** Opening Provided data block **

Issue #1356, opened 2020-10-08
How to get all translations for bpmn-js and  bpmn-js-properties-panel?


gotounix:
I found `translation-reporter.js` in `test/config` folder, but I don't know how to use it.
Is there some docs telling how to get all string fields for translating in `bpmn-js` and `bpmn-js-properties-panel`?
Thanks.

nikku:
What would you like to achieve?

Up to date translations can be found [here](https://github.com/bpmn-io/bpmn-js-i18n).

nikku:
I kindly ask you to use our issue template to file your issues. For simple questions [our forum](https://forum.bpmn.io/) is the right place to discuss.

gotounix:
> What would you like to achieve?
> 
> Up to date translations can be found [here](https://github.com/bpmn-io/bpmn-js-i18n).

I found the translations in [here](https://github.com/bpmn-io/bpmn-js-i18n) is not accurate and complete. Its coverage is less than 80%.
And I can't found any translation template for bpmn-js-properties-panel.

pinussilvestrus:
This [community maintained plugin](https://github.com/FlowSquad/camunda-modeler-i18n-plugin/tree/master/client/i18n-extension/languages) also offers some translation lists.

nikku:
Closing this as something along https://github.com/bpmn-io/bpmn-js/issues/1356#issuecomment-707820890 serves as a fine workaround. For further questions, please use our forum.

nikku:
As a late update to this one: https://github.com/bpmn-io/bpmn-js/pull/1364 restores the translation reporter that collects translations during a test run. Technically you can use the reporter to collect _all_ translations, i.e. modeler + properties panel, too.

As you indicated, some of our existing translations are outdated. For an up-to-date list of translatable strings, checkout https://github.com/bpmn-io/bpmn-js/pull/1364/files#diff-42ab64542245ba48c4b9b5fc3460c742f6ae7d58e7c279282a3a0d3e0e7716ed.

PR #1364, opened 2020-11-03
Resurrect translation reporter

nikku:
Related to https://github.com/bpmn-io/bpmn-js/issues/1356

---

This restores a translation reporter that we had in good old grunt times to collect translatable strings. The PR also makes sure we cover a few more existing functions, added a bunch of new tests accordingly.


docs/translations.json
```diff
@@ -41,8 +59,8 @@
   "Escalation Start Event",
   "Escalation Start Event (non-interrupting)",
   "Event Sub Process",
+  "Event based Gateway",
   "Exclusive Gateway",
-  "HELLO {you}!",
```
barmac, line 45: 💕

test/config/karma.unit.js
```diff
@@ -86,5 +89,16 @@ module.exports = function(karma) {
       },
       devtool: 'eval-source-map'
     }
-  });
+  };
+
+  if (collectTranslations) {
+    config.plugins = [].concat(config.plugins || [], 'karma-*', require('./translation-reporter'));
+    config.reporters = [].concat(config.reporters || [], 'translation-reporter');
+
```
MaxTru, line 97: Why the linebreak?

MaxTru (approved):
:muscle: 
* Looks very good 
* I verified then when running locally I generate the exact same translation file
* Nice examples for the "refactorings on the way" topic you mentioned today

PR #1373, opened 2020-11-17
Build and test distro after version bump

### LINKED ISSUE #1369: NPM - Package version not updated
__Describe the Bug__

** Closing Provided data block **

Task: Each entry should be retyped exactly as given.

Response for this exercise:
Issue #1356, opened 2020-10-08
How to get all translations for bpmn-js and  bpmn-js-properties-panel?


gotounix:
I found `translation-reporter.js` in `test/config` folder, but I don't know how to use it.
Is there some docs telling how to get all string fields for translating in `bpmn-js` and `bpmn-js-properties-panel`?
Thanks.

nikku:
What would you like to achieve?

Up to date translations can be found [here](https://github.com/bpmn-io/bpmn-js-i18n).

nikku:
I kindly ask you to use our issue template to file your issues. For simple questions [our forum](https://forum.bpmn.io/) is the right place to discuss.

gotounix:
> What would you like to achieve?
> 
> Up to date translations can be found [here](https://github.com/bpmn-io/bpmn-js-i18n).

I found the translations in [here](https://github.com/bpmn-io/bpmn-js-i18n) is not accurate and complete. Its coverage is less than 80%.
And I can't found any translation template for bpmn-js-properties-panel.

pinussilvestrus:
This [community maintained plugin](https://github.com/FlowSquad/camunda-modeler-i18n-plugin/tree/master/client/i18n-extension/languages) also offers some translation lists.

nikku:
Closing this as something along https://github.com/bpmn-io/bpmn-js/issues/1356#issuecomment-707820890 serves as a fine workaround. For further questions, please use our forum.

nikku:
As a late update to this one: https://github.com/bpmn-io/bpmn-js/pull/1364 restores the translation reporter that collects translations during a test run. Technically you can use the reporter to collect _all_ translations, i.e. modeler + properties panel, too.

As you indicated, some of our existing translations are outdated. For an up-to-date list of translatable strings, checkout https://github.com/bpmn-io/bpmn-js/pull/1364/files#diff-42ab64542245ba48c4b9b5fc3460c742f6ae7d58e7c279282a3a0d3e0e7716ed.

PR #1364, opened 2020-11-03
Resurrect translation reporter

nikku:
Related to https://github.com/bpmn-io/bpmn-js/issues/1356

---

This restores a translation reporter that we had in good old grunt times to collect translatable strings. The PR also makes sure we cover a few more existing functions, added a bunch of new tests accordingly.


docs/translations.json
```diff
@@ -41,8 +59,8 @@
   "Escalation Start Event",
   "Escalation Start Event (non-interrupting)",
   "Event Sub Process",
+  "Event based Gateway",
   "Exclusive Gateway",
-  "HELLO {you}!",
```
barmac, line 45: 💕

test/config/karma.unit.js
```diff
@@ -86,5 +89,16 @@ module.exports = function(karma) {
       },
       devtool: 'eval-source-map'
     }
-  });
+  };
+
+  if (collectTranslations) {
+    config.plugins = [].concat(config.plugins || [], 'karma-*', require('./translation-reporter'));
+    config.reporters = [].concat(config.reporters || [], 'translation-reporter');
+
```
MaxTru, line 97: Why the linebreak?

MaxTru (approved):
:muscle: 
* Looks very good 
* I verified then when running locally I generate the exact same translation file
* Nice examples for the "refactorings on the way" topic you mentioned today

PR #1373, opened 2020-11-17
Build and test distro after version bump

### LINKED ISSUE #1369: NPM - Package version not updated
__Describe the Bug__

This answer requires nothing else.